Underfriction-Wheels

Die Underfriction-Wheels (auch Up-Lift- oder Up-Stop-Wheels genannt) sind so am Zug befestigt, dass sie von unten an die Schiene greifen. Dadurch kann der Zug bei negativen G-Kräften nicht von den Schienen abheben. Das Design wurde 1919 von John Miller patentiert.[1] Heute gibt es nur noch wenige Bahnen die ausschließlich Sidefriction-Wheels und keine Underfriction-Wheels haben. In dem Fall ist die Fahrt entweder so geplant oder ein Mitarbeiter sorgt als Bremser dafür, dass die Geschwindigkeit nicht so hoch wird, dass die Bahn entgleisen könnte.

Bei einigen einfachen Achterbahnmodellen sind Side- und Underfriction-Wheels kombiniert zu Rädern die seitlich schräg an die Schiene greifen.

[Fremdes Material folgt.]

PR #1374, opened 2020-02-24
Hide clipboard side bar button when view only mode

### LINKED ISSUE #1368: The clipboard button in the sidebar is visible when using view only mode
When using "View Only" the clipboard option in the sidebar should be hidden for clarity due to the clipboard not having any functionality at that time.

1. Turn on 'View Only' in the sidebar.
2. Note that the clipboard button does not disappear.

CendioNiko:
The clipboard side bar button serves no purpose if user uses 'View Only' mode. This commit hides this button in those instances.

Tested on Fedora 31 in Firefox 73 and Chrome 80.

Fixes #1368


CendioOssman:
Ehm? I merged this, yet this PR isn't updating?

PR #1375, opened 2020-02-25
Make logger output configurable

jalfd:
init_logging can now optionally be called with an object containing
custom handlers for log messages.

This allows clients to use their own logging frameworks instead of log
messages always just being written to the console.

### DIFF
--- a/core/util/logging.js
+++ b/core/util/logging.js
@@ -17,18 +17,28 @@ let Info = () => {};
 let Warn = () => {};
 let Error = () => {};
 
-export function init_logging(level) {
-    if (typeof level === 'undefined') {
-        level = _log_level;
-    } else {
-        _log_level = level;
+export function init_logging(param) {
+    Debug = Info = Warn = Error = () => {};
+    let has_custom_logger = false;
+    switch (typeof param) {
+        case 'string':
+            _log_level = param;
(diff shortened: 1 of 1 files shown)


samhed:
We have previously discussed this in #243 and #1206, and at a glance, this doesn't seem to suffer from the same problems that caused #1206 to be rejected. @CendioOssman, thoughts?

CendioOssman:
It's definitely along the right path. It doesn't seem to properly support full objects though, so some tweaks are needed.

Basically it should be possible to call it with `init_logging(window.console)`. And level should be kept as a separate thing.

jalfd:
> Basically it should be possible to call it with init_logging(window.console).

Sounds reasonable

> And level should be kept as a separate thing

My thinking was that if you install custom handlers for your log messages, they would do the level filtering, so noVNC would not need to track a separate level. However, I can definitely leave the level parameter in there as well if you prefer. :)

CendioOssman:
Since anyone using this still has to call `init_logging()` themselves they already have control over the logging. And if they want to handle it in their wrapper then they can just specify full logging to get all the calls.

samhed:
ping @jalfd

samhed:
No response.

PR #1572, opened 2021-08-24
Adding Security & Privacy feature

yatru:
The changes add more privacy and security to noVNC, it allows the user to use the novnc client without logging in the server sensitive parameters like (password/path etc..) by using a hastag # instead of a question mark. It keeps the old method of indicating the parameters but add this extra option.

Examples:
 A URL with a query parameter can look like this (But will most probably get logged on the http server):
 `https://www.example.com?myqueryparam=myvalue`
 
  For privacy (Using a hastag #, the parameters will not be sent to the server)
 the url can be requested in the following way:
 `https://www.example.com#myqueryparam=myvalue&password=secreatvalue`

Even Mixing public and non public parameters will work:
 `https://www.example.com?nonsecretparam=example.com#password=secreatvalue`

thanks

### DIFF
--- a/app/webutil.js
+++ b/app/webutil.js
@@ -26,13 +26,13 @@ export function initLogging(level) {
 // For privacy (Using a hastag #, the parameters will not be sent to the server)
 // the url can be requested in the following way:
 // https://www.example.com#myqueryparam=myvalue&password=secreatvalue
-// 
+//
 // Even Mixing public and non public parameters will work:
 // https://www.example.com?nonsecretparam=example.com#password=secreatvalue
 export function getQueryVar(name, defVal) {
     "use strict";
     const re = new RegExp('.*[?&]' + name + '=([^&#]*)'),
-        match = ''.concat(document.location.href," ", window.location.hash).match(re);
+        match = ''.concat(document.location.href, " ", window.location.hash).match(re);
     if (typeof defVal === 'undefined') { defVal = null; }
 
     if (match) {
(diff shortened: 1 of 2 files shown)


CendioOssman:
Looks like a good addition, thanks. Could you squash your commits and force push things so everything is in a single commit?

yatru:
> Looks like a good addition, thanks. Could you squash your commits and force push things so everything is in a single commit?

Thanks to you, please, tell me if the new Merge branch is ok ? This is my first commit

CendioOssman:
Not quite. It seems we got some duplication. Let's try this:

1. Make sure we only have your merged commit: `git reset --hard 194af1bc324c47cd97486f4a49dfbaa0cd3e624e`
2. Fix up the commit message to avoid the duplication there: `git commit --amend`
3. Force an update to this PR: `git push --force`

yatru:
Thanks , please , tell me now if its fine

yatru (commented):
I fixed the extra spaces problem

samhed:
The issue I mentioned in my last comment is still there. The commit message for the first commit looks like this:

> Added security and privacy feature, use private parameters after hastag to avoid server logging
> 
> Added security and privacy feature, use private parameters after hastag to avoid server logging
> 
> Added security and privacy feature, use private parameters after hastag to avoid server logging

Remove 2 of those lines please.

Also, the two commits you added for fixing the extra spaces should be squashed into your original commit. We have to be picky in a project of this size.

yatru:
I am not versed on git, I will fork again and commit the changes

yatru:
Hi Samhed,
Please check this one 
https://github.com/novnc/noVNC/pull/1573

PR #1573, opened 2021-08-31
Security privacy to url parameters

yatru:
The changes add more privacy and security to noVNC, it allows the user to use the novnc client without logging in the server sensitive parameters like (password/path etc..) by using a hastag # instead of a question mark. It keeps the old method of indicating the parameters but add this extra option.

Examples:
A URL with a query parameter can look like this (But will most probably get logged on the http server):
https://www.example.com?myqueryparam=myvalue

For privacy (Using a hastag #, the parameters will not be sent to the server)
the url can be requested in the following way:
https://www.example.com#myqueryparam=myvalue&password=secreatvalue

Even Mixing public and non public parameters will work:
https://www.example.com?nonsecretparam=example.com#password=secreatvalue

thanks


yatru:
Thanks Samhed and all the contributors for this great software, I hope to contribute more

Bei anderen (zum Beispiel beim Big Apple greifen die Laufräder konkav um die Schiene und das Herausspringen nach oben wird durch einfache Metallbolzen verhindert.

Rahmen

Drehgestell-Lenkung

RollercoasterChassis Bogie train.svg

Die Rädersets der inneren und äußeren Schiene, von denen hier nur je 2 Laufräder dargestellt sind, sind fix miteinander verbunden. Diese verbindende Achse (B) liegt auf einer Linie mit dem Mittelpunkt der Kurve die die beiden Schienen beschreiben, die Achse verläuft radial zur Kurve und rechtwinkelig zur Schiene. Diese Achse ist drehbar mit dem Wagen verbunden, wie ein Drehgestell mit einem Eisenbahnwaggon. Die Verbindung zwischen vorderer und hinterer Achse ist auf einer Seite mit einem Kugelgelenk, und auf der anderen Seite mit einem "Scharnier", wie bei einer Knicklenkung, versehen. Das Scharnier beschränkt die Bewegung der Verbindungsstange auf eine Ebene, das Kugelgelenk nicht. Dadurch sind auch dreidimensionale Torsionen im Wagen bzw. auf der Achterbahn möglich. [2]

Die Waggons können mit Kugelgelenken zu einem Zug gekuppelt werden wie in der Zeichnung oder ein Waggon wird an den anderen angebaut. Die zweiachsigen Waggons können natürlich auch allein fahren. Diese Bauweise ist gut geeignet für niedrige Geschwindigkeiten und enge Kurven.

Achsschenkel-Lenkung

RollercoasterChassis Ackermann train.svg

Alle vier Rädersets sind in horizontaler Ebene drehbar am Chassis angeordnet wie bei Kraftfahrzeugachsen zur Achsschenkellenkung. Das Chassis selber ist nur in Torsionsrichtung drehbar, sonst sind die Drehpunkte der Rädersets starr zueinander fixiert. Die Achsen (B) liegen nicht radial zur Schienenkurve und stehen nicht im rechten Winkel zum jeweiligen Schienenstück. Daraus ergeben sich kleine Differenzen in der Spurweite die ausgeglichen werden müssen. [3]

Waggons können auch hier allein fahren, aneinandergehängt oder wie in der Zeichnung aneinandergebaut werden. Diese Bauweise ist gut geeignet für hohe Geschwindigkeiten und weite Kurven.

Beispiele und Varianten

Drehgestellbauart

Die oben abgebildeten Achterbahnwaggons nach dem Drehgestellprinzip haben je zwei bewegliche Achsen, zu sehen besonders an der Wave und Muskrat Scrambler Bahn.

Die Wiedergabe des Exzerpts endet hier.